§ **Task brief**: Below are records; quote them exactly from the first line through the line that contains "This is the".

Stored data:
BEGIN
PR #15621, opened 2026-08-13
life: smoother list adapter caching (fixes #15739)

### LINKED ISSUE #15739: fix: cache LifeFragment adapter and touch helper
Fixes stacking drag-and-drop callbacks on `LifeFragment` due to recreated `ItemTouchHelper` and redundant flow observers.

dogi:
Fixes stacking drag-and-drop callbacks on `LifeFragment` due to recreated `ItemTouchHelper` and redundant flow observers.

---
*PR created automatically by Jules for task [11189212974883818473](https://jules.google.com/task/11189212974883818473) started by @dogi*

## Summary by CodeRabbit

- **New Features**
  - Updated the Android app version to 0.64.78 (build 6478).

- **Bug Fixes**
  - Improved the Life section’s list handling to prevent duplicate loading and observers.
  - Preserved list reordering and visibility behavior while improving reliability when reopening the screen.


dogi:
**Review — rating: 84/100**

This is the same adapter-caching pattern as #15599, which I sent back earlier today — but scoped correctly, and the differences are what make it work.

The reason #15599 fails is that caching its adapter also freezes `isGuest` and `currentUserName`, which are immutable constructor `val`s the surrounding code re-reads on every call. `LifeAdapter` has no equivalent: its constructor takes a `Context`, the fragment as `OnStartDragListener`, and two lambdas. The lambdas resolve `requireContext()` *lazily* at invocation time rather than capturing it, so the toasts can't go stale, and there's no user- or permission-dependent state to drift. Nothing needs refreshing on re-entry, so the guard is safe here in a way it isn't there.

Two details are right that would be easy to get wrong:

- **`itemTouchHelper?.attachToRecyclerView(recyclerView)` stays outside the guard.** The `RecyclerView` is recreated on every view lifecycle, so re-attaching unconditionally is required — and `attachToRecyclerView` tears down its callbacks on the previous view first, so repeat calls don't stack.
- **`isObserverAttached` is reset in `onDestroyView`.** `collectWhenStarted` is scoped to `viewLifecycleOwner`, so the collection is cancelled when the view dies and *must* be re-established on the next `onCreateView`. A guard that didn't reset would leave the list permanently unpopulated after a back-stack pop. Moving `viewModel.loadMyLifeList()` inside the same guard is consistent — once per view lifecycle rather than once per `getAdapter()` call.

CI green (build default + lite, test default).

**Nits:**

- `lifeAdapter` is `lateinit` and never cleared, so it and the `Context` passed to its constructor outlive `onDestroyView`. For a back-stack pop within the same Activity that's harmless, and non-retained fragments are recreated alongside the Activity on configuration change — but it's worth a comment, since an adapter surviving the view lifecycle is the kind of thing a later reader will assume is a bug.
- `onDestroyView` doesn't call `itemTouchHelper?.attachToRecyclerView(null)`, so between view destruction and the next `getAdapter()` the helper still holds the dead `RecyclerView`. The next attach releases it, so this is a bounded window rather than a leak, but detaching explicitly is one line.
- The description should say *why* the guard is needed — i.e. that `getAdapter()` is invoked more than once per view lifecycle. If it isn't, `isObserverAttached` is dead weight; if it is, that's the actual bug being fixed and it deserves naming.

**Verdict:** mergeable.

---

Okuro3499 (approved):

Okuro3499 (approved):

PR #15622, opened 2026-08-13
life: smoother health examination dispatcher providing (fixes #15740)

### LINKED ISSUE #15740: Precompute HealthExaminationAdapter display data before binding
Extract conditions JSON parsing and string formatting out of `onBindViewHolder` into `HealthExaminationItem` wrapper mapped in `submitExaminations`. Improves frame rate during RecyclerView scroll.

dogi:
Extract conditions JSON parsing and string formatting out of `onBindViewHolder` into `HealthExaminationItem` wrapper mapped in `submitExaminations`. Improves frame rate during RecyclerView scroll.

---
*PR created automatically by Jules for task [17391694092291995245](https://jules.google.com/task/17391694092291995245) started by @dogi*

## Summary by CodeRabbit

* **Improvements**
  * Health examination lists now load and refresh more smoothly.
  * Examination dates and creator names are displayed consistently.
  * Self-examination and encrypted-data indicators are calculated reliably.
  * Examination details remain available when condition data contains malformed entries.
  * List updates now keep displayed information synchronized with the complete health record set.


dogi:
**Review — rating: 76/100**

The right idea, and it picks up two bug fixes along the way that the description doesn't claim.

Moving the work out of `onBindViewHolder` matters more here than in a typical precompute PR, because the per-bind work included `getEncryptedDataAsJson(user)` — actual decryption — plus a Gson parse of `conditions` and a date format, all re-run on every rebind and every scroll pass. Precomputing once per list is the correct shape, and wrapping it in a typed `HealthExaminationItem` rather than a parallel map is the right way to do it.

Two things improve correctness as a side effect, both worth keeping:

- **`showConditions` could crash.** The old version did `JsonUtils.gson.fromJson(realmExamination?.conditions, …)` and then `conditionsMap.keySet()` with no null guard, so a null or malformed `conditions` threw when the dialog opened. The new `try`/`catch` leaves the text empty instead.
- **The diff callback had a real gap.** `areContentsTheSame` never compared `conditions`, so a change to conditions alone wouldn't rebind. Comparing `conditionsText` closes that.

**Two things to fix before this lands.**

**Precomputation is eager and unconfined.** `submitExaminations` now decrypts *every* record in the list at once, on whatever thread the caller is on — and `MyHealthFragment` calls it straight from its collect block on the main thread. Previously decryption was lazy and bounded to visible rows. For a personal exam list that's probably tens of records and imperceptible, but it's decryption on the main thread and it scales with history length, so it belongs behind `withContext(dispatcherProvider.default)` or in the ViewModel that already produces `list`.

**Precomputed display names never refresh.** `displayDate` depends on both `userModel` and `userMap`, but `updateUserMap()` (line ~48) only reassigns those fields — it doesn't recompute the items or clear `displayNameCache`. Under the old code the lookup happened at bind time, so a `userMap` arriving after the list still produced correct names on the next rebind. Now, if `submitExaminations` runs before `updateUserMap`, every row is stuck with the `createdBy`-split fallback, *and* that fallback gets memoised into `displayNameCache` so a later correct lookup never happens. Please confirm the call ordering in `MyHealthFragment`, and have `updateUserMap` clear the cache and re-run the precompute over the current list.

**Nit:** `binding.txtDate.tag = formatDate(realmExamination.date, "MMM dd, yyyy")` still formats on every bind, which is the exact cost this PR set out to remove — the raw formatted date is already computed in `submitExaminations` as `formattedDate` and just isn't carried on the item. Adding a `rawDate` field finishes the job.

**Verdict:** needs another round — confine the eager decryption, and make `updateUserMap` invalidate the precomputed names.

---

dogi:
**Review — rating: 70/100**

The premise is sound and the biggest win is real. `getEncryptedDataAsJson` runs `AndroidDecrypter.decrypt(...)` followed by a Gson parse, and it was being called once per `onBindViewHolder` — i.e. per scroll frame, per row. Hoisting that into a precomputed `HealthExaminationItem` is the right fix, and it's the part of this PR I'd most want to keep.

Two latent bugs get fixed along the way, both worth noting because neither is mentioned in the description:

- **Stale position in the click listener.** `holder.itemView.setOnClickListener { showAlert(binding, position, encrypted) }` captured `position` and re-resolved it via `getItem(position)` when tapped. After any list change the captured index points at a different record — a user could open someone else's examination. Capturing the item instead removes the whole class.
- **NPE in `showConditions`.** `JsonUtils.gson.fromJson(realmExamination?.conditions, ...)` returns `null` when `conditions` is null or empty, and the very next line called `conditionsMap.keySet()` on it. The replacement null-checks and wraps in `try/catch`.

Dropping the `if (realmExamination != null)` guards is also correct — `getItem` returns a non-null item and `item.examination` is non-null, so they were dead.

**What's blocking:**

**1. Hard-coded dispatchers.** `CLAUDE.md` is explicit: inject `DispatcherProvider` rather than referencing `Dispatchers.*` directly, so tests can substitute deterministic dispatchers.

```kotlin
val items = withContext(Dispatchers.Default) { … }
withContext(Dispatchers.Main) { submitList(items) }
```

This adapter takes constructor params already, so threading a `DispatcherProvider` through is mechanical — and it's what makes the next point testable.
END
§ **Answer section**:
PR #15621, opened 2026-08-13
life: smoother list adapter caching (fixes #15739)

### LINKED ISSUE #15739: fix: cache LifeFragment adapter and touch helper
Fixes stacking drag-and-drop callbacks on `LifeFragment` due to recreated `ItemTouchHelper` and redundant flow observers.

dogi:
Fixes stacking drag-and-drop callbacks on `LifeFragment` due to recreated `ItemTouchHelper` and redundant flow observers.

---
*PR created automatically by Jules for task [11189212974883818473](https://jules.google.com/task/11189212974883818473) started by @dogi*

## Summary by CodeRabbit

- **New Features**
  - Updated the Android app version to 0.64.78 (build 6478).

- **Bug Fixes**
  - Improved the Life section’s list handling to prevent duplicate loading and observers.
  - Preserved list reordering and visibility behavior while improving reliability when reopening the screen.


dogi:
**Review — rating: 84/100**

This is the same adapter-caching pattern as #15599, which I sent back earlier today — but scoped correctly, and the differences are what make it work.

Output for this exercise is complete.